### What the task requires
Everything from the line containing "the harvest functions" through the line containing "- As a final" in the listing below should be copied exactly, and nothing more.

### Material supplied
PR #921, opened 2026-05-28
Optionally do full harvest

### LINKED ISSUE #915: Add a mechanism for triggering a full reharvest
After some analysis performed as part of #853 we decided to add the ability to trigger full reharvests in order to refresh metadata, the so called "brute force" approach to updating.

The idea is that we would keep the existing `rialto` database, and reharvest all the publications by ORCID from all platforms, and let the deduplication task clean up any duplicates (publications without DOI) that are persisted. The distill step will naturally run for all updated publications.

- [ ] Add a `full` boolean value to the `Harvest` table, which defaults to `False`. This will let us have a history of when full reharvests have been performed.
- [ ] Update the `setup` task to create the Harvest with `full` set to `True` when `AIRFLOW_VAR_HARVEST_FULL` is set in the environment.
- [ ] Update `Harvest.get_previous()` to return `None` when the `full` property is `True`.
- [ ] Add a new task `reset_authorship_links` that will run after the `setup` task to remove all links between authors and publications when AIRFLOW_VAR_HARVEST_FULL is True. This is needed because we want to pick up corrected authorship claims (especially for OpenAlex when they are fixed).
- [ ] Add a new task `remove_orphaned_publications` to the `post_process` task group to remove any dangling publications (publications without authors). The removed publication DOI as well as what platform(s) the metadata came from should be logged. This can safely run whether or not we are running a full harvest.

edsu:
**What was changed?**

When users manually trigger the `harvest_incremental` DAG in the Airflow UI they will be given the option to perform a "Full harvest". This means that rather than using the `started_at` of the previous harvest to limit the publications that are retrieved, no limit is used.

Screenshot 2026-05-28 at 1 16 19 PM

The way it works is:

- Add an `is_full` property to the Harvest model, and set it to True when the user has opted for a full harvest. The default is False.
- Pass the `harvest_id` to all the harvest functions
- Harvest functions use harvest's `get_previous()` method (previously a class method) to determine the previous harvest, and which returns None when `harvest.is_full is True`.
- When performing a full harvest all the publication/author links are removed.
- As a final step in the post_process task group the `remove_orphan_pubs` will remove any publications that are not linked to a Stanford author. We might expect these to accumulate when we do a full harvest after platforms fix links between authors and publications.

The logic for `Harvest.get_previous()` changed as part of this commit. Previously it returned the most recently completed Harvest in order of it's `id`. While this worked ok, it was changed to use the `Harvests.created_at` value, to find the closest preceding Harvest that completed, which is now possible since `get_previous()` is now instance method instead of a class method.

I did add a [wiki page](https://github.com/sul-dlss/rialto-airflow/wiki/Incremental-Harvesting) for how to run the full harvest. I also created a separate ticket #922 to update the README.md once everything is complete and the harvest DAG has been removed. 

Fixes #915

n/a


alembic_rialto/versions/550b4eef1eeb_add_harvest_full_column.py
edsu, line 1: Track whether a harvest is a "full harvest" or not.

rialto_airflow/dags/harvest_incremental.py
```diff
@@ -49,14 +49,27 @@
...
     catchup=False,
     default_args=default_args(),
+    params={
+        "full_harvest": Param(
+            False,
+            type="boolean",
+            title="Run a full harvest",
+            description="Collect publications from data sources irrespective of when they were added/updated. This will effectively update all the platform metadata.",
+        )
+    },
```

--

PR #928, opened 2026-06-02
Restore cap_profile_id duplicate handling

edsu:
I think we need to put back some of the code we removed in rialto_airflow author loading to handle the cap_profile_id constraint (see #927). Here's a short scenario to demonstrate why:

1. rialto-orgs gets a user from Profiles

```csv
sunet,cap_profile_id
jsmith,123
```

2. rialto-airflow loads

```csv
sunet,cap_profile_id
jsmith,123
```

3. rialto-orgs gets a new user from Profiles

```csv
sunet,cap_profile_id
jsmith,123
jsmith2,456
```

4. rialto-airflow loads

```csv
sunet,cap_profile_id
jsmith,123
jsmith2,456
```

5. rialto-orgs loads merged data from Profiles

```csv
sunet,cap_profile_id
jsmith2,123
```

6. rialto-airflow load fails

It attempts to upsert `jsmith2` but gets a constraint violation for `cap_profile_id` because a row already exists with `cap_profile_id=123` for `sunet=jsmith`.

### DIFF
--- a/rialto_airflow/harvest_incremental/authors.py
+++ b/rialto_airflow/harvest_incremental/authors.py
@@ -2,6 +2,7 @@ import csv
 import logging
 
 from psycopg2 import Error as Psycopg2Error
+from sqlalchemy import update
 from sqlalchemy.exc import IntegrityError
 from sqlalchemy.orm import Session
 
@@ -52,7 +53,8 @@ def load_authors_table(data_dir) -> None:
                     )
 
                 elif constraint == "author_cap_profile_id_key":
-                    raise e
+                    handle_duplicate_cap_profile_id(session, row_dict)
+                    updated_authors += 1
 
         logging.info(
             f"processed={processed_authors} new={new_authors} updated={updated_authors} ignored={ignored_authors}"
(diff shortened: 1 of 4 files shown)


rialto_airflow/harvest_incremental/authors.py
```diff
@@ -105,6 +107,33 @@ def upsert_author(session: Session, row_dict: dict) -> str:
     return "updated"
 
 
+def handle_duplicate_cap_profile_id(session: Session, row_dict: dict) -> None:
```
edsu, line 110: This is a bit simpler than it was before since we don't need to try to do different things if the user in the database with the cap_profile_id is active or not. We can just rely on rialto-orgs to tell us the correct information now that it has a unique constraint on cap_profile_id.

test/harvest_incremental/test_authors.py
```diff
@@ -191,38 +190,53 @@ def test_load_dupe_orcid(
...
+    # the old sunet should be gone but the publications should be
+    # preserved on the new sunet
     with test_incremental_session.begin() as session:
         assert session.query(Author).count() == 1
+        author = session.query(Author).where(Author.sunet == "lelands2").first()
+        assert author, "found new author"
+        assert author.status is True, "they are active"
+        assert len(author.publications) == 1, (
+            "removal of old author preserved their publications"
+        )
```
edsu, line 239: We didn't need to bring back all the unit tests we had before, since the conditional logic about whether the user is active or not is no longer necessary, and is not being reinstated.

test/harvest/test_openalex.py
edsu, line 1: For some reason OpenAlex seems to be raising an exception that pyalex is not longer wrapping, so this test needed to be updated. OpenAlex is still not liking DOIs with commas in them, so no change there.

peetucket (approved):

### Written reply
- Pass the `harvest_id` to all the harvest functions
- Harvest functions use harvest's `get_previous()` method (previously a class method) to determine the previous harvest, and which returns None when `harvest.is_full is True`.
- When performing a full harvest all the publication/author links are removed.
- As a final step in the post_process task group the `remove_orphan_pubs` will remove any publications that are not linked to a Stanford author. We might expect these to accumulate when we do a full harvest after platforms fix links between authors and publications.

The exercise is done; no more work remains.